陆无忧道:“我还把同僚送我的画册都看了一遍,才知道花样还有这么多,果然学海无边,人不能太过自满,读书千卷,仍需谦虚谋求进步。”
“……”
够了吧这个人。
贺兰瓷岔开话题道:“说起来,这箭射得我手臂都有点发酸,下回我还是好好增加气力吧,你有没有什么增加气力的办法?”
陆无忧挑起眼尾看她:“锻炼……自然有的是办法,你气力确实不行,这都休息多久了。”
贺兰瓷道:“你正经点!”
陆无忧语带一丝轻微责难道:“谁让你不肯继续玩弄我。”
……是没法继续玩弄,贺兰瓷来月事了。
她月信相当不准,唯一庆幸的是,从青州调养回来之后,没有特别疼,往常也不会跟陆无忧说这件事,都是自己弄弄干净,陆无忧也不会主动询问。
没想到他这会问东问西起来,居然还一副很认真研究的样子。
贺兰瓷羞耻得无以言喻:“闭嘴吧,求求你了陆大人。”
陆无忧道:“我这不替你分忧解难吗?我没这个烦恼,看你有,还挺心疼的,要我给你写个滋补方子抓抓药吗?话说这个时日能缩短吗,你真会不适这么久?”
贺兰瓷捂着肚子道:“你当不知道不行吗?”
“怎么还不让人关心的,不然我再给你输点内力?你以前……”陆无忧顿了顿,“都是躲着我的么?”
贺兰瓷也有些日子会不在房里睡,陆无忧当每个人都有想独处的时候,也没太在意。
她摇摇头,不太想理他。
陆无忧便又轻声问道:“很疼吗?”
贺兰瓷摇了摇头道:“还行。

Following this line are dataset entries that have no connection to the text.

PR #69, opened 2020-07-07
Convert url mapping to include the topic + operation in the url …

ianco:
... rather than payload, for aca-py backend.  (Should also work for VCX and Pico but not tested.)

Also added support for url with & without the trailing slash for all url mappings

Note - kept the csv file (for now) that defines the allowable topic/operation combinations.  We can revisit this when we build in the swagger functionality.

### DIFF
--- a/aries-backchannels/python/agent_backchannel.py
+++ b/aries-backchannels/python/agent_backchannel.py
@@ -158,9 +158,16 @@ class AgentBackchannel:
 
         app = web.Application()
         app.add_routes([web.post("/agent/command/{topic}/", self._post_command_backchannel)])
+        app.add_routes([web.post("/agent/command/{topic}", self._post_command_backchannel)])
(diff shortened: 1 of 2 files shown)


swcurran (approved):
No impact.  Now to change the test calling?

Can we merge this now?

ianco:
The tests are also updated.  We can merge this now, it will break the .NET backchannel until they convert it over to the new urls

swcurran:
I only see updates in the backchannel for acapy/vcx.  What am I missing?

ianco:
https://github.com/bcgov/aries-agent-test-harness/pull/69/files#diff-ead3ad85667e11f46c1ce15f090dfc53

swcurran:
Doh...even on the second look I didn't notice the test-harness.  I was thinking it was the base class and specific.  :palm:

swcurran:
BTW - are we paying by the line of code?  That was a big change with very little code to show for it...

:-)

ianco:
$1 per line of code changed, $10k for knowing which lines to change

PR #70, opened 2020-07-13
 dotnet: get operation from url instead of payload

TimoGlastra:
This PR updates the dotnet backchannel to retrieve the operation from the URL instead of the body.

It also switches the JSON library used to the same Aries Framework .NET uses to be more consistent.


swcurran (approved):
Builds and runs. Errors where expected.

PR #72, opened 2020-07-14
dotnet: allow to debug backchannel inside docker container

TimoGlastra:
Allows to debug a dotnet backchannel while running inside the docker container. I added a new `Debugging.md` file which adds a (for now) very short guide on how to achieve this for VSCode.

Currently it has some caveats, due to bugs and things that still need to be implemented. This will be fixed in future PRs.

### DIFF
--- a/.gitignore
+++ b/.gitignore
@@ -1,7 +1,6 @@
 venv/
 __pycache__/
 
-.vscode/
 aries-agent-test-harness.code-workspace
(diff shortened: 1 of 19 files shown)


swcurran (approved):
Kudos on getting in-docker debugging supported and documented.  Nice!  No doubt that will speed things up.

As expected, same time for run, same pass/fail/skip stats.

”
“有缓解办法吗?”
“忍一会就行。”
“要不我抱着你,会好点吗?”陆无忧很慷慨大方地,张开手臂道,“我不介意你坐到我怀里,我可以帮你揉揉……你是腹部还是脐上痛,我也没看过这方面的医书,回头读读。”
贺兰瓷道:“……别出馊主意了陆大人!”
陆无忧有些无奈地叹气:“好吧。”
他围着她看了好一会,像在她身边来回打转似的,贺兰瓷被他转得有点晕,反而像没那么疼了。
“那来跟你聊点别的吧,你说不定会感兴趣,分散些注意。”陆无忧翻出些文书来找他,“益州的事情我调查了一些,包括往年命案之类,老实说从明面上很难查到,我能接触到的文书也不算太多,但我觉得有桩案子有点问题,益州道监察御史不久之前去益州巡检,结果遭遇流寇和劫匪,死在任上了,结案的相当草率。”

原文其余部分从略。